Je ne connaissais pas Auguste Jal (1795-1873). Il avait travaillé avec beaucoup d’archives qui ont brûlé pendant la Semaine sanglante. On comprend qu’il ait été atterré par ces destructions. Même s’il en avait eu la volonté, il n’a eu ni le temps ni les moyens (voir la date de sa mort) de comprendre que:

  • les communards ne voulaient pas abolir la famille
  • qu’ils n’avaient pas de programme d’incendies

et peut-être n’avait-il pas réalisé non plus à quel point l’état civil est une institution démocratique — c’est bien de cette invention de 1792, en même temps que la République, que je parle.
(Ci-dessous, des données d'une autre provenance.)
PR #178, opened 2025-12-28
[maint] run full test suite only with uv package manager

### LINKED ISSUE #179: Reduce CI test times
Currently, the CI runs the whole test suite in four different configurations:
- pip, cpu
- pip, gpu
- pdm, cpu
- pdm, gpu

These tests are quite expensive in time and resources. I therefore, propose to reduce the CI test times by:

- [x] using uv instead of pdm
- ~~[ ] run test with pip only when a PR is marked as ready (not in draft mode)~~
- [x] run full test suite only with uv and only test successful env creation with pip

I drafted a PR for the first point in #178 and the numbers are convincing:

Image

`pdm` spends as much time setting up the environment as the actual tests lasts. `uv` starts with the actual tests after 20s 🚀 (cpu) and 70s on  gpu. With smart caching this could probably be reduced even further.

observingClouds:
## Describe your changes

This PR enhances the CI test time by:
- using uv instead of pdm
- reduce testing with pip to only test resolution of environment
- update README install instructions for `uv` instead of `pdm`

## Issue Link

closes #179 

## Type of change

## Checklist for reviewers

- [x] the code is readable
- [x] the code is well tested

## Checklist for assignee

- [x] the tests pass

### DIFF
--- a/.github/pull_request_template.md
+++ b/.github/pull_request_template.md
@@ -8,7 +8,7 @@
 
 ## Issue Link
 
-< Link to the relevant issue or task. > (e.g. `closes #00` or `solves #00`)
+< Link to the relevant issue or task, if applicable > (e.g. `closes #00` or `solves #00`)
 
 ## Type of change
 
@@ -43,10 +43,12 @@ Each PR comes with its own improvements and flaws. The reviewer should check the
   - *added*: when you have added new functionality
   - *changed*: when default behaviour of the code has been changed
   - *fixes*: when your contribution fixes a bug
+  - *maintenance*: when your contribution is relates to repo maintenance, e.g. CI/CD or documentation
 
 ## Checklist for assignee
 
 - [ ] PR is up to date with the base branch
 - [ ] the tests pass
-- [ ] author has added an entry to the changelog (and designated the change as *added*, *changed* or *fixed*)
+- [ ] (if the PR is not just maintenance/bugfix) the PR is assigned to the next milestone. If it is not, propose it for a future milestone.
+- [ ] author has added an entry to the changelog (and designated the change as *added*, *changed*, *fixed* or *maintenance*)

C’est surtout à faire l’histoire des inconnus que l’état civil est utile, je pense au

Louis-François Pinagot a existé. L’état civil en témoigne.

d’Alain Corbin. Et à toutes les difficultés que nous avons tous avec ces actes parisiens qui nous manquent, pour faire l’histoire de telle ou tel communarde… J’ai écrit il y a déjà un moment un article sur cette question auquel je renvoie. 

Je le répète, je peux comprendre la réaction d’Auguste Jal, « à chaud ». Mais je ne crois pas qu’il y ait eu là la moindre ruse des communards. Et il me semble que les historiens d’aujourd’hui peuvent discuter ces affirmations…

N’empêche, c’est un beau livre, et je suis sûre que ses lectrices et lecteurs y ont appris ou y apprendront beaucoup. 

*

Je remercie Jérémie Foa pour ses commentaires sur une première version de cet article.

Livres cités

Foa (Jérémie)Tous ceux qui tombent Visages du massacre de la Saint-Barthélemy, La Découverte (2021).

Balzac (Honoré de)Sur Catherine de Médicis, Œuvres complètes, vol. XV, Furne (1842-1848).

Mérimée (Prosper)Chronique du règne de Charles IX, Calmann-Lévy (1890).

Corbin (Alain), Le monde retrouvé de Louis-François Pinagot: sur les traces d’un inconnu 1798-1876, Flammarion (1998).